* Problem to solve
Go through the entries below and copy each line containing the word "dcim".

Extracted data entries
PR #3973, opened 2020-01-21
dcim: fix tooltips in svg rack display

### LINKED ISSUE #3963: SVG rack elevations don’t render tooltips anymore
### Environment
* Python version:  Any
* NetBox version:  >=2.7.0

As discussed in #3958, the tooltip isn’t rendered anymore inside rack elevations SVG models on hover. @candlerb pointed out that this could potentially be fixed with titles.

This needs some investigation as to how to fix this. I actually pointed this out in #3754, but we must’ve forgotten it somewhere along the process.

Cheers

hellerve:
### Fixes: #3963

This PR fixes #3963 by adding a `title` to the individual slots of the element. Those are rendered as follows:

Bildschirmfoto 2020-01-21 um 16 19 01

So they aren’t quite as pretty and feature-rich as the old ones, but they show the same information. To emulate the old ones we have to tinker a little with JavaScript I fear, and I don’t feel equipped to do that in the SVG context.

@candlerb can you confirm that this is what you expected?

Cheers

### DIFF
--- a/netbox/dcim/models/__init__.py
+++ b/netbox/dcim/models/__init__.py
@@ -395,13 +395,22 @@ class RackElevationHelperMixin:
                 fill='black'
             )
         )
+        link.set_desc('{} — {} ({}U) {} {}'.format(
+            device.device_role, device.device_type.display_name,
+            device.device_type.u_height, device.asset_tag or '', device.serial or ''
+        ))
         link.add(drawing.rect(start, end, fill='#{}'.format(color)))
         hex_color = '#{}'.format(foreground_color(color))
         link.add(drawing.text(str(device), insert=text, fill=hex_color))
 
     @staticmethod
     def _draw_device_rear(drawing, device, start, end, text):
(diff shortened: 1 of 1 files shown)


candlerb:
I don't have an old instance left to compare with :-)  However role and manuf/model seems reasonable to me.

hellerve:
I took the template from pre-2.6 and recreated the text. The style of course is different, but the information on it should be the same!

jeremystretch:
I don't think this _fully_ resolves the issue, since I'd really love to support popovers with formatted text as we had in prior releases, however this works well as a temporary solution. I think it's best to close #3963 with this; I'll open a new FR for the improved popovers to be undertaken in the future. Thanks for the quick turnaround on these @hellerve!

hellerve:
Of course. I broke it, I fix it.

I also agree that the fidelity is a little low, but I think that working on improving the popovers for too long might not have the right ROI at the moment.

* Output for this task
dcim: fix tooltips in svg rack display
--- a/netbox/dcim/models/__init__.py
+++ b/netbox/dcim/models/__init__.py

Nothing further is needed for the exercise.